At the end of this blog post I will have the rules and potential lists to use for your own use. The point is to randomize everything as much as possible, and have very little control. One of my downloaded items glitched out so I had to randomize an actually usable sim to do so, but it’d be interesting if I had used that character. However, I worried if it would crash the game. I’d say getting a job is optional, but it can give you more of an idea of their personality and some flair for the character too.


The first character I generated was a girl by the name of Peyton Cronin. She had long pink hair like some sort of anime character and had an interesting set of outfits. Her main set was a pink shirt (that miraculously didn’t clash), some jeans, and some tan boots. Her aspiration in life was to be a city native and have the best turf to own. She was a painter, which could explain the artsy choice of pink hair. Her traits consisted of being a goofball, hating children, and being erratic. The erratic trait used to be the “insane” trait, so likewise the sim will talk to themselves, change outfits randomly, and be unstable. She was a great first character and would be an interesting main character for a book maybe. Noted.

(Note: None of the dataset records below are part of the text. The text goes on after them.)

PR #1233, opened 2024-11-17
CI fixes because other packages break other packages

skrawcz:
Fixes for CI.

Contains 1 temporary fix around plotly.

## Checklist


elijahbenizzy (approved):
This will get easier if we drop 3.8 support, right? It's EOL officially now.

I wasn’t sure if I wanted to have a second character or not, but I added one and I fell in love with her design immediately. Her name was Tiara Masters, and she had short black cropped hair and matching black cat ears. Alright, anime town it was. Tiara’s outfits made more sense than Peyton’s for the most part. She aspired to be a mansion baron, which goes almost hand-in-hand with Peyton’s. Tiara’s traits were that she was jealous, ambitious, and a bookworm, generally normal traits. She wound up being a detective, which I wonder if she’d be able to hide her ears with the hat.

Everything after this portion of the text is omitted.